A man swims across the river which flows with a velocity of 3 km/h due east. If the velocity of man relative to water is 4 km/h due north, then what is his velocity and its direction relative to the shore of the river?

To solve the problem of finding the man's velocity relative to the shore of the river, we can break it down into a few steps: ### Step 1: Identify the velocities - The velocity of the river (V_r) is 3 km/h due east. In vector form, this can be represented as: \[ V_r = 3 \hat{i} \text{ km/h} \] - The velocity of the man relative to the water (V_mw) is 4 km/h due north.
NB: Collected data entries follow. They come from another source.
PR #1555, opened 2025-12-06
Refactored board_table.py

pascalaubry:


src/data/columns/board_table.py
```diff
@@ -35,31 +35,79 @@ def shared_classes(self) -> str:
...
+class WhitePointsColumn(PointsColumn):
+    @property
+    def is_black(self) -> bool:
+        return False
+
+
+class BlackPointsColumn(PointsColumn):
+    @property
+    def is_black(self) -> bool:
+        return False
```
Molrn:
```suggestion
        return True
```

docs/technical-appendices/i18n.md
Molrn: Weren't we supposed to not edit this file with i18n_update ? Is it a bug, or if not how did you get it updated ?

src/data/columns/board_table.py
Molrn, line 1: A lot of the column logic is now wrong, especially points. Also:  
Image

src/data/columns/player_datasheet.py
Molrn, line 1: datasheet are not displayed in the UI, the tags are extracted to the csv files

Molrn (dismissed):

In vector form, this can be represented as: \[ V_mw = 4 \hat{j} \text{ km/h} \] ### Step 2: Determine the man's velocity relative to the ground To find the man's velocity relative to the ground (V_m), we can use vector addition: \[ V_m = V_mw + V_r \] Substituting the values: \[ V_m = 4 \hat{j} + 3 \hat{i} \] ### Step 3: Calculate the magnitude of the resultant velocity The magnitude of the resultant velocity can be calculated using the Pythagorean theorem: \[ |V_m| = \sqrt{(V_{mx})^2 + (V_{my})^2} \] Where \(V_{mx} = 3\) km/h and \(V_{my} = 4\) km/h: \[ |V_m| = \sqrt{(3)^2 + (4)^2} = \sqrt{9 + 16} = \sqrt{25} = 5 \text{ km/h} \] ### Step 4: Determine the direction of the resultant velocity To find the direction, we can use the tangent function: \[ \tan(\theta) = \frac{V_{my}}{V_{mx}} = \frac{4}{3} \] Thus, \[ \theta = \tan^{-1}\left(\frac{4}{3}\right) \] Calculating this gives: \[ \theta \approx 53.13^\circ \] This angle is measured from the east towards the north. ### Step 5: State the final answer The man's velocity relative to the shore of the river is: - Magnitude: 5 km/h - Direction: 53.13° north of east. ### Summary The final answer is: - Velocity: 5 km/h - Direction: 53.13° north of east.